Work task: Which lines hold the word "still"? Copy each of them from the material.

Dataset entries:
PR #901, opened 2026-07-13
jit: IR-rewrite calls to indirect ref_func+call_ref for non-leaf lazy JIT, phase 1 (#879)

cataggar:
## Summary

Part of #879 (generalizing the #862 lazy-JIT design spike). This is **M4.7 phase 1**: non-leaf functions, standalone mechanism only.

Stacked on #899 (M4.8 phase 2) — diff will shrink once earlier PRs in the stack merge.

## Problem

Non-leaf functions can't be lazy-eligible today because a direct `.call` is codegen'd as a compile-time PC-relative branch patch (`CallPatch`) against the target's offset within one contiguous code blob. A lazily-compiled function's machine code instead lives in its own, separately-`mmap`'d region (potentially gigabytes away, and not a compile-time-constant offset anyway) — a rel32 branch cannot reliably reach it.

## Approach

Rather than modifying the hot-path `.call` instruction-selection codegen directly (the most-exercised path in the whole compiler — high risk of regressing everything, not just lazy JIT), this adds `lazy_jit.rewriteLocalCallsToIndirect`: a standalone **IR-level transformation** that rewrites `.call{func_idx, args, extra_results, tail}` targeting a LOCAL function into an equivalent `.ref_func{func_idx}` + `.call_ref{type_idx, func_ref, args, extra_results, tail}` pair.

Both replacement instructions already exist and are already tested:
- `.ref_func` already reads `vmctx.funcptrs[idx]` — the same array `mapCodeExecutable` patches with either a function's real compiled address or a native trampoline address (#879 M4.6).
- `.call_ref` already dispatches through it via register-indirect `call`/`jmp` (not a PC-relative patch), with full support for tail calls, HRP/multi-result, and stack-passed args — the same call shapes `.call` needs.

Import calls (`func_idx < import_count`) are left untouched since their codegen already dispatches indirectly through `vmctx.host_functions[]`.

`type_idx` is threaded through for completeness but is purely informational at this codegen path — `.call_ref` targets are statically typed by validation (unlike `call_indirect`'s runtime table-entry signature check), so nothing depends on its exact value at dispatch time.

**Self-recursion is safe**: `funcptrs[F]` is read at call *execution* time, not compile time, and is updated to F's real address before F's own first-call compile returns control to any caller — so a recursive call inside F correctly resolves to F's real code by the time it actually executes.

## Testing

- Unit tests on hand-built IR proving the rewrite's structural correctness (local call → ref_func+call_ref, import calls left alone, tail flag/type_idx/args preserved, multiple calls in one block).
- Three new end-to-end tests in `lazy_jit_spike_test.zig`, gated behind a new opt-in `PrecompileOptions.force_indirect_calls` (applies the rewrite to every function in the module) that route through the **real** compile → emit → instantiate → execute pipeline:
  - a plain direct call,
  - a tail call (`return_call`, exercising the real-tail `.call_ref` codegen path),
  - a self-recursive call,

  each compared against the same wasm compiled the normal way (identical results).
- Full suite: `zig build test -Djit=true -Dlazy_jit=true` — 4511/4518 passed (7 pre-existing skips), 0 failures, run 3x for stability. `zig fmt --check` clean on all changed files.

## Scope / what's NOT here

Deliberately **not** wired into `lazy_jit`'s eligibility rules (`findLazyEligibleWithTrampoline`) or the lazy-compile path (`LazyCompileDriver.compileFn`) yet — that's a follow-up phase 2, mirroring the M4.6 (trampoline) and M4.8 (components) phase splits already used in this stack. This phase is purely the standalone, independently-testable rewrite mechanism.

docs/design/lazy-jit-spike.md updated with a phase-1-progress note under the "Non-leaf functions" deferred-work bullet.


cataggar:
Closing as superseded: PR #900 (merged into main) independently implemented this same #879 sub-item as #887 (non-leaf x86_64 direct-call graphs -- via stable entry stubs instead of this PR's ref_func/call_ref IR-rewrite approach), validated end-to-end on real hardware. Rebasing this branch would mean reconciling two competing/incompatible dispatch architectures rather than a mechanical conflict fix, so I'm closing rather than merging to avoid duplicated/competing mechanisms in the codebase. See #900 for the integrated implementation.

PR #902, opened 2026-07-13
jit: wire indirect-call rewrite into non-leaf lazy JIT eligibility (#879 M4.7 phase 2)

cataggar:
## Summary

Part of #879 (generalizing the #862 lazy-JIT design spike). This is **M4.7 phase 2**: wiring the standalone IR-rewrite mechanism from #901 (M4.7 phase 1) into the real eligibility rules and lazy-compile path.

Stacked on #901 (M4.7 phase 1) — diff will shrink once earlier PRs in the stack merge.

## Changes

- `LazyCompileDriver.compileFn` now runs `lazy_jit.rewriteLocalCallsToIndirect` on a function's IR before codegen, so any outgoing `.call` to a local function becomes a `.ref_func`/`.call_ref` pair that can reach a callee living in a different mmap'd region. A no-op for genuinely leaf functions (nothing to rewrite).
- `findLazyEligibleWithTrampoline`'s rule 1 relaxes from "leaf" to "no `call_indirect`": a function containing `.call`/`.call_ref` is no longer automatically disqualified (`.call_ref` was already indirect and safe; `.call` becomes safe via the rewrite above). `call_indirect` remains conservatively disqualifying — rewriting it is a separate, harder follow-up (a different dispatch/table mechanism entirely). Rule 2 ("never a direct call target") is deliberately left unrelaxed: relaxing it would require applying the same rewrite to the *eager* compile path too (every caller of a would-be-eligible target), a larger, separate, higher-risk change to the hot compile path affecting every module, not just lazy ones.

Net effect: exported "driver"-style functions that call other (local or imported) helpers, or perform `call_ref`, are now lazy-eligible as long as they're never themselves a direct `.call` target and never use `call_indirect`.

## Test fixture updates (expected, not regressions)

Several existing fixtures picked up newly-eligible functions as a direct consequence of the relaxed rule — each updated in place with the new expected counts and an explanation:

- The M4.6-phase-2 `ref.func`+`call_ref` fixture's `caller` function (previously disqualified purely for containing a `call_ref`) is eligible now. The test now asserts 2 pending indices instead of 1 and confirms both get resolved correctly.
- The M4.8 `h1-compose` fixture's core-1 function `g` (previously disqualified purely for containing a `.call` to a cross-instance import — even though import calls already dispatch indirectly through `vmctx.host_functions[]` and were never actually unsafe to defer) is eligible now too. Verified end-to-end via the existing real component-instantiation test: the cross-instance call into `g` now also exercises `g` itself being lazily compiled on first call (not just the `f` it calls), proving the existing M4.8 phase 2 lazy-compile hook generically supports newly-eligible non-leaf functions with no further changes needed.

## New/updated unit tests

In `lazy_jit.zig`:
- A function containing `.call` to a local function is now eligible (previously wasn't).
- A function containing `.call_indirect` still isn't eligible (unchanged).
- The pre-existing `call_ref`-containing-function test flips its expectation from ineligible to eligible, with an updated explanation.

## Testing

`zig build test -Djit=true -Dlazy_jit=true` — 4513/4520 passed (7 pre-existing skips), 0 failures, run 3x for stability (including in a fresh worktree after popping the change set, to make sure nothing was lost in transit). `zig fmt --check` clean on all changed files.

## Scope / what's still open

`docs/design/lazy-jit-spike.md` updated to mark M4.7 phase 2 done under the "Non-leaf functions" deferred-work bullet. Remaining for a future follow-up (not attempted here): relaxing rule 2 (would need eager-path call-site rewriting too) and supporting `call_indirect`-containing functions.


cataggar:
Closing as superseded: PR #900 (merged into main) independently implemented this same #879 sub-item as #887 (non-leaf x86_64 direct-call graphs), validated end-to-end on real hardware. Rebasing this branch would mean reconciling two competing/incompatible dispatch architectures rather than a mechanical conflict fix, so I'm closing rather than merging to avoid duplicated/competing mechanisms in the codebase. See #900 for the integrated implementation.

PR #903, opened 2026-07-13
docs: M4.9 tiering design notes for lazy JIT (#879), no code changes

cataggar:
## Summary

Part of #879. This is **M4.9 (design notes only)** — per explicit direction, no code was written this session for tiering; this documents the investigation and findings for whoever picks it up next.

Stacked on #902 (M4.7 phase 2) — diff will shrink once earlier PRs in the stack merge.

## What this documents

Response to the task:
- A function containing `.call_indirect` still isn't eligible (unchanged).
## Scope / what's still open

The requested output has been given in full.